(Stored entries)
------
PR #71, opened 2020-01-23
Feat/232 add ci document cypress test

broulaye:
Add CI Document to example app and add cypress test

Run Cypress test

Yes

No

https://zenhub.ibm.com/app/workspaces/discovery-unified-5728bf39d2c20f776e05d0ef/issues/watson-discovery/docviz-squad-issue-tracker/232


examples/discovery-search-app/src/App.js
```diff
@@ -3,8 +3,9 @@ import DiscoveryV2 from 'ibm-watson/discovery/v2';
 import { NoAuthAuthenticator } from 'ibm-watson/auth';
 import './app.scss';
 import { settings } from 'carbon-components';
-import { Button } from 'carbon-components-react';
+import { Button, Tabs, Tab } from 'carbon-components-react';
 import Close from '@carbon/icons-react/lib/close/16';
+import cx from 'classnames';
```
------
** Brief **
Transcribe every entry exactly.

** Result **
PR #71, opened 2020-01-23
Feat/232 add ci document cypress test

broulaye:
Add CI Document to example app and add cypress test

Run Cypress test

Yes

No

https://zenhub.ibm.com/app/workspaces/discovery-unified-5728bf39d2c20f776e05d0ef/issues/watson-discovery/docviz-squad-issue-tracker/232


examples/discovery-search-app/src/App.js
```diff
@@ -3,8 +3,9 @@ import DiscoveryV2 from 'ibm-watson/discovery/v2';
 import { NoAuthAuthenticator } from 'ibm-watson/auth';
 import './app.scss';
 import { settings } from 'carbon-components';
-import { Button } from 'carbon-components-react';
+import { Button, Tabs, Tab } from 'carbon-components-react';
 import Close from '@carbon/icons-react/lib/close/16';
+import cx from 'classnames';
```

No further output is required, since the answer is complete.